--- Data segment Enclosed Below ---
PR #272, opened 2020-01-05
Support for SOLR_DOWNLOAD_URL and other build-args

### LINKED ISSUE #264: Build-arg for custom Solr download URL
Sometimes solr users need to fix and roll out bugs and roll out a patched version in their environment. Today this requires quite some changes to `Dockerfile` in a downstream fork.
--- End of Enclosed Data segment ---
Your task:
May I have exactly the lines from the one containing "### LINKED ISSUE" through the last line of the data, both included?

Solution to the problem:
### LINKED ISSUE #264: Build-arg for custom Solr download URL
Sometimes solr users need to fix and roll out bugs and roll out a patched version in their environment. Today this requires quite some changes to `Dockerfile` in a downstream fork.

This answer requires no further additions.